The thermodynamic properties of four binary alkaline earth-liquid metal alloys, (Sr, Ba)-(Bi, Sb), were determined by electromotive force (emf) measurements using solid-state electrolytes to examine the degree of chemical interactions (activity) between alkaline-earth metals and liquid metals. Using a pure alkaline-earth metal A (A = Sr or Ba) as the reference electrode and binary A-B alloys (B = Bi or Sb) as working electrodes in solid-state binary CaF₂-AF₂ electrolyte, emf measurements were conducted over a temperature range of 450–850 °C in 25 °C increments. Reproducible emf values were obtained within ±5 mV accuracy during cooling-heating cycle at alloy mole fractions up to x_{A(in B)} = 0.40. Based on the experimentally determined emf values of alkaline-earths in liquid Bi and Sb electrodes, the electrode reactions involving Sr and Ba elements were found to be thermodynamically feasible due to substantially larger emf values of Sr and Ba in Bi, compared to those of Li and K in Bi. Namely, the chemical interactions of liquid metals (Bi and Sb) were stronger for alkaline-earths (Sr and Ba) than for alkali (Li and K) metals.

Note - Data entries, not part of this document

PR #1931, opened 2020-05-28
Remove fk relation between lustreclientmount and fs

### LINKED ISSUE #1920: Remove fk relation between lustreclientmount and fs
We may learn about a lustreclientmount prior to learning about a fs. We should remove the fk association so we can keep mounts before we have a fs.

Precursor to #1801

Ref. 
* https://github.com/whamcloud/integrated-manager-for-lustre/blob/e415c2cd813de1e49254968450cd374f6c2dc2dc/chroma_core/models/client_mount.py#L155
* https://github.com/whamcloud/integrated-manager-for-lustre/blob/e415c2cd813de1e49254968450cd374f6c2dc2dc/chroma_core/models/client_mount.py#L198
* https://github.com/whamcloud/integrated-manager-for-lustre/blob/e415c2cd813de1e49254968450cd374f6c2dc2dc/chroma_core/models/client_mount.py#L295
* https://github.com/whamcloud/integrated-manager-for-lustre/blob/e415c2cd813de1e49254968450cd374f6c2dc2dc/chroma_core/models/client_mount.py#L355

ip1981:
We may learn about a lustreclientmount prior to learning about a fs. We
should remove the fk association so we can keep mounts before we have a fs.

Closes #1920.

---
This change is [Reviewable](https://reviewable.io/reviews/whamcloud/integrated-manager-for-lustre/1931)

### DIFF
--- a/chroma_api/host.py
+++ b/chroma_api/host.py
@@ -96,7 +96,7 @@ class HostTestValidation(HostValidation):
                     if not len(private_key.strip()):
                         errors["private_key"].append(self.mandatory_message)
         except KeyError:
-            #  What?  Now auth_type? assume existing key default case.
+            #  What?  Now auth_type? Assume existing key default case.
             pass
 
         return errors
@@ -135,10 +135,8 @@ class ServerProfileResource(ChromaModelResource):
 
 
 class ClientMountResource(ChromaModelResource):
-    # This resource is only used for integration testing.
-
     host = fields.ToOneField("chroma_api.host.HostResource", "host")
-    filesystem = fields.ToOneField("chroma_api.filesystem.FilesystemResource", "filesystem")
+    filesystem = fields.CharField()
     mountpoint = fields.CharField()
 
     class Meta:
@@ -157,7 +155,7 @@ class ClientMountResource(ChromaModelResource):
     def obj_create(self, bundle, **kwargs):
         request = bundle.request
         host = self.fields["host"].hydrate(bundle).obj
-        filesystem = self.fields["filesystem"].hydrate(bundle).obj
+        filesystem = ManagedFilesystem.objects.get(name=bundle.data["filesystem"])
         mountpoint = bundle.data["mountpoint"]
 
         client_mount = JobSchedulerClient.create_client_mount(host, filesystem, mountpoint)
@@ -209,7 +207,7 @@ class HostResource(StatefulModelResource, BulkResourceOperation):
         search = lambda cm: cm.host == bundle.obj
         mounts = ObjectCache.get(LustreClientMount, search)
         return [
-            {"filesystem_name": mount.filesystem.name, "mountpoint": mount.mountpoint, "state": mount.state}
+            {"filesystem_name": mount.filesystem, "mountpoint": mount.mountpoint, "state": mount.state}
             for mount in mounts
         ]
 
--- a/chroma_core/migrations/0020_clientmounts_remove_fk.py
+++ b/chroma_core/migrations/0020_clientmounts_remove_fk.py
@@ -1,0 +1,29 @@
+# -*- coding: utf-8 -*-
+from __future__ import unicode_literals
+
+from django.db import migrations, models
+
+
+def resolve_fk(apps, schema_editor):
+    ClientMount = apps.get_model("chroma_core", "LustreClientMount")
+    ManagedFilesystem = apps.get_model("chroma_core", "ManagedFilesystem")
+    for m in ClientMount.objects.all():
+        m.filesystem = ManagedFilesystem.objects.get(id=m.filesystem).name
+        m.save()
+
+
+class Migration(migrations.Migration):
+
+    dependencies = [
+        ("chroma_core", "0019_auto_20200529_2026"),
+    ]
+
+    operations = [
+        migrations.AlterField(
+            model_name="lustreclientmount",
+            name="filesystem",
+            field=models.CharField(help_text=b"Mounted filesystem", max_length=8),
+        ),
+        migrations.RunPython(resolve_fk),
+        migrations.RemoveField(model_name="managedhost", name="client_filesystems",),
+    ]
--- a/chroma_core/models/client_mount.py
+++ b/chroma_core/models/client_mount.py
@@ -8,6 +8,7 @@ from django.db.models import CASCADE
 from chroma_core.lib.cache import ObjectCache
 from chroma_core.models.utils import CHARFIELD_MAX_LENGTH
 from chroma_core.models.host import ManagedHost, HostOfflineAlert, HostContactAlert
+from chroma_core.models.filesystem import ManagedFilesystem
 from chroma_core.models.jobs import DeletableStatefulObject
 from chroma_core.models.jobs import StateChangeJob
 from chroma_core.models.alert import AlertState
@@ -18,7 +19,7 @@ from chroma_help.help import help_text
 
 class LustreClientMount(DeletableStatefulObject):
     host = models.ForeignKey("ManagedHost", help_text="Mount host", related_name="client_mounts", on_delete=CASCADE)
-    filesystem = models.ForeignKey("ManagedFilesystem", help_text="Mounted filesystem", on_delete=CASCADE)
+    filesystem = models.CharField(max_length=8, help_text="Mounted filesystem", null=False, blank=False,)
     mountpoint = models.CharField(
         max_length=CHARFIELD_MAX_LENGTH, help_text="Filesystem mountpoint on host", null=True, blank=True
     )
@@ -47,8 +48,10 @@ class LustreClientMount(DeletableStatefulObject):
             deps.append(DependOn(self.host.lnet_configuration, "lnet_up", fix_state="unmounted"))
 
         if state != "removed":
+            fs = ObjectCache.get_one(ManagedFilesystem, lambda mf: mf.name == self.filesystem)
+
             # Depend on the fs being available.
-            deps.append(DependOn(self.filesystem, "available", fix_state="unmounted"))
+            deps.append(DependOn(fs, "available", fix_state="unmounted"))
 
             # But if either the host or the filesystem are removed, the
             # mount should follow.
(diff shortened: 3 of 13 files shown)


chroma_core/models/client_mount.py
```diff
@@ -18,7 +18,9 @@
 
 class LustreClientMount(DeletableStatefulObject):
     host = models.ForeignKey("ManagedHost", help_text="Mount host", related_name="client_mounts", on_delete=CASCADE)
-    filesystem = models.ForeignKey("ManagedFilesystem", help_text="Mounted filesystem", on_delete=CASCADE)
+    filesystem = models.CharField(
+        max_length=CHARFIELD_MAX_LENGTH, help_text="Mounted filesystem", null=False, blank=False
+    )
```
jgrund, line 23: This should have the same restrictions as the `name` field on `ManagedFilesystem`:

https://github.com/whamcloud/integrated-manager-for-lustre/blob/65490babfbae9d378d52be74f637923ef4850e47/chroma_core/models/filesystem.py#L44-L48

chroma_core/services/job_scheduler/job_scheduler.py
```diff
@@ -1106,13 +1106,10 @@ def key(td):
         # if we have an entry with 'root'=true then move it to the front of the list before returning the result
         return sorted(sorted_list, key=lambda entry: entry.get("root", False), reverse=True)
 
-    def create_client_mount(self, host_id, filesystem_id, mountpoint):
+    def create_client_mount(self, host_id, filesystem, mountpoint):
```
jgrund, line 1109: pass fs name instead of the whole filesystem object

jgrund:
These lines all reference the fs model directly (which is no longer possible with this patch):

https://github.com/whamcloud/integrated-manager-for-lustre/blob/6c2ec14bf1768256bbcff8c731016a43ff5e6843/chroma_core/models/client_mount.py#L69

Based on thermodynamic measurements, the liquid metal electrodes were subjected to cathodic discharge at a constant current density of 50 mA cm^–2 in eutectic LiCl-KCl with the addition of 5–10 mol% of SrCl₂ and/or BaCl₂. As shown in Figure 1, the use of liquid metals (Bi and Sb) resulted in the deposition of Ba in LiCl-KCl-10mol%BaCl₂ electrolyte. Further study in LiCl-KCl-SrCl₂-BaCl₂ electrolytes also indicated that the use of strongly interacting liquid metal electrodes could result in the co-deposition of Sr and Ba in addition to Li. The results of this work show that alkaline-earth fission products (Sr²⁺ and Ba²⁺) accumulated in molten salts can be recovered into liquid metals by electrochemical separation, which could be employed as a critical step for recycling the process salt (LiCl-KCl) in order to minimize the generation of additional nuclear wastes.

Figure 1. Cross-section analyses of Bi (discharged at 510 °C) and Sb (discharged at 650 °C) electrodes under constant current density at 50 mA cm^–2 in LiCl-KCl-10mol%BaCl₂ electrolyte, using SEM and elemental X-ray mapping.